Reconstructed scalp model and process for screening active molecules

Abstract

The invention relates to a reconstructed scalp model, to the process for preparing it and to its use for evaluating the effect of cosmetic, pharmaceutical or dermatological topical products. The reconstructed scalp according to the invention may also be used for the preparation of the grafts intended for treating cutaneous scalp disorders.

Claims

1. A process for preparing a scalp equivalent, the process comprising seeding and culturing interfollicular scalp keratinocytes on a dermal equivalent, wherein the dermal equivalent comprises collagen and interfollicular scalp fibroblasts, wherein the interfollicular scalp keratinocytes are obtained from a scalp sample from which keratinocytes of an outer epithelial sheath have been removed beforehand.

2. The process of claim 1, wherein the dermal equivalent is a contracted collagen lattice and the seeding with keratinocytes is performed after 2 to 5 days of contraction of the lattice.

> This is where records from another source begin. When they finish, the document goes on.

PR #614, opened 2019-01-03
Add capability for slb http listener redirection

Savasw:


alicloud/resource_alicloud_slb_listener.go
```diff
@@ -100,6 +100,19 @@ func resourceAliyunSlbListener() *schema.Resource {
...
+				Optional: true,
+				Default:  false,
+				ForceNew: true,
+			},
+			//http
+			"forward_port": &schema.Schema{
+				Type:     schema.TypeInt,
+				Optional: true,
+				ForceNew: true,
+			},
```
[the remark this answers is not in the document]
xiaozhu36: And, forward_port's also should be ignore when listener_forward is false

alicloud/resource_alicloud_slb_listener.go
```diff
@@ -369,6 +397,10 @@ func resourceAliyunSlbListenerCreate(d *schema.ResourceData, meta interface{}) e
 		return fmt.Errorf("WaitForListener %s got error: %#v", Running, err)
 	}
 
+	if isHttpRedirected {
+		return resourceAliyunSlbListenerRead(d, meta)
+	}
+
```
xiaozhu36: Why need isHttpRedirected?

alicloud/resource_alicloud_slb_listener.go
```diff
@@ -399,6 +431,14 @@ func resourceAliyunSlbListenerUpdate(d *schema.ResourceData, meta interface{}) e
...
 	protocol := Protocol(d.Get("protocol").(string))
 
+	//if redirection is enabled, set http listener attribute is not supported
+	if protocol == Http {
+		listenerForward := d.Get("listener_forward")
+		if listenerForward.(bool) {
+			return fmt.Errorf("SetLoadBalancer%sListenerAttribute is not allowed when redirection is enabled.", strings.ToUpper(string(protocol)))
+		}
+	}
+
```
xiaozhu36: I think line 434-441 are needless.

alicloud/resource_alicloud_slb_listener.go
```diff
@@ -399,6 +431,14 @@ func resourceAliyunSlbListenerUpdate(d *schema.ResourceData, meta interface{}) e
...
 	d.Partial(true)
 
 	commonArgs := buildListenerCommonArgs(d, meta)
```
xiaozhu36: Can you add a testcase for this pr?

alicloud/resource_alicloud_slb_listener.go
Savasw: with http redirected to https, the SetLoadBalancerHttpListenerAttribute is not supported, hence i have used that bool var to directly go for read. Please suggest if i have missed something in the approach.

alicloud/resource_alicloud_slb_listener.go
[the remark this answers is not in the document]
Savasw: I have addressed this

alicloud/resource_alicloud_slb_listener.go
Savasw: @xiaozhu36 i have looked into adding the test case for this PR and figured that the config keys like bandwidth, backend_port are not required for redirection scenario but with current implementation for other types/scenarios they are required and also x-forwarded-for key is set to computed but here it is not valid. So what would be the suggested approach to this?

alicloud/resource_alicloud_slb_listener.go
xiaozhu36: I think there is no need to set isHttpRedirected because of listener_forward and forward_port only can be effect when creating a new http listener. After that, there is no any change for them in the update method.

Savasw: @xiaozhu36 actually the way this resource is implemented is that after create, the update is also called and there are few defaults which then make update true and it goes for SetLoadBalancerHttpListenerAttribute api. Initially i had not used this bool but after getting the error, i used this bool to bypass update when creating for first time.

xiaozhu36: So, if one listener is set HttpRedirected, it can not be updated whatever whether it is a new resource. Right?

Savasw: > So, if one listener is set HttpRedirected, it can not be updated whatever whether it is a new resource. Right?

Yes, that's correct. Update is not supported for http redirected listener

xiaozhu36: ok, can you add a note for this limitation?

alicloud/resource_alicloud_slb_listener.go
xiaozhu36: If removing `compute`, do all of listener testcases pass?

alicloud/resource_alicloud_slb_listener.go
Savasw: @xiaozhu36 where should i put that note? i had kept a condition in update to give descriptive error to user but removed it as they were needless in a way.

alicloud/resource_alicloud_slb_listener.go
Savasw: all testcase pass because all have x_forwarded_for configured. If we will remove computed, then it might create issue when x_forwarded_for is not configured as it is not mandatory. Will have to check that scenario in real use case

Savasw: @xiaozhu36 following is one workaround that would be required to be done in config to avoid the x_forwarded_for key issue, user will have to add x_forwarded_for key in config even when redirected. i have tested this.
```
resource "alicloud_slb_listener" "http" {
  load_balancer_id = "${alicloud_slb.instance.id}"
  backend_port = 80
  frontend_port = 80
  protocol = "http"
  health_check = "off"
  listener_forward = true
  forward_port = 443
  bandwidth = 10
  depends_on = ["alicloud_slb_listener.https"]
  x_forwarded_for = {
    retrive_slb_ip = false
    retrive_slb_id = false
	retrive_slb_proto = false
  }
}
```

here is the output of all
```
go test ./alicloud -v -run=TestAccAlicloudSlbListener -timeout=1440m         === RUN   TestAccAlicloudSlbListenersDataSource_http
--- PASS: TestAccAlicloudSlbListenersDataSource_http (50.56s)
=== RUN   TestAccAlicloudSlbListenersDataSource_https
--- PASS: TestAccAlicloudSlbListenersDataSource_https (27.11s)
=== RUN   TestAccAlicloudSlbListenersDataSource_tcp
--- PASS: TestAccAlicloudSlbListenersDataSource_tcp (45.61s)
=== RUN   TestAccAlicloudSlbListenersDataSource_udp
--- PASS: TestAccAlicloudSlbListenersDataSource_udp (48.03s)
=== RUN   TestAccAlicloudSlbListenersDataSource_empty
--- PASS: TestAccAlicloudSlbListenersDataSource_empty (39.19s)
=== RUN   TestAccAlicloudSlbListener_importHttp
--- PASS: TestAccAlicloudSlbListener_importHttp (19.47s)
=== RUN   TestAccAlicloudSlbListener_importHttps
--- PASS: TestAccAlicloudSlbListener_importHttps (21.06s)
=== RUN   TestAccAlicloudSlbListener_importTcp
--- PASS: TestAccAlicloudSlbListener_importTcp (17.52s)
=== RUN   TestAccAlicloudSlbListener_importUdp
--- PASS: TestAccAlicloudSlbListener_importUdp (18.06s)
=== RUN   TestAccAlicloudSlbListener_http
--- PASS: TestAccAlicloudSlbListener_http (20.21s)
=== RUN   TestAccAlicloudSlbListener_http_redirection
--- PASS: TestAccAlicloudSlbListener_http_redirection (29.04s)
=== RUN   TestAccAlicloudSlbListener_https
--- PASS: TestAccAlicloudSlbListener_https (30.83s)
=== RUN   TestAccAlicloudSlbListener_https_shared_performance
--- PASS: TestAccAlicloudSlbListener_https_shared_performance (22.03s)
=== RUN   TestAccAlicloudSlbListener_tcp
--- PASS: TestAccAlicloudSlbListener_tcp (16.95s)
=== RUN   TestAccAlicloudSlbListener_tcp_server_group
--- PASS: TestAccAlicloudSlbListener_tcp_server_group (194.20s)
=== RUN   TestAccAlicloudSlbListener_udp
--- PASS: TestAccAlicloudSlbListener_udp (17.39s)
PASS
ok      github.com/terraform-providers/terraform-provider-alicloud/alicloud     617.277s

```
if this is good for you, then i can commit the test case.

xiaozhu36:
Duplicated with #981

3. The process of claim 1, wherein the interfollicular scalp fibroblasts and keratinocytes are isolated, respectively, from dermis and epidermis obtained from a scalp sample.

4. The process of claim 1, wherein the interfollicular scalp keratinocytes are obtained by: separating the scalp dermis from the epidermis by proteolytic treatment of the scalp sample, recovering the scalp epidermis, placing the recovered scalp epidermis in contact with trypsin, recovering the interfollicular scalp keratinocytes, and culturing the recovered keratinocytes.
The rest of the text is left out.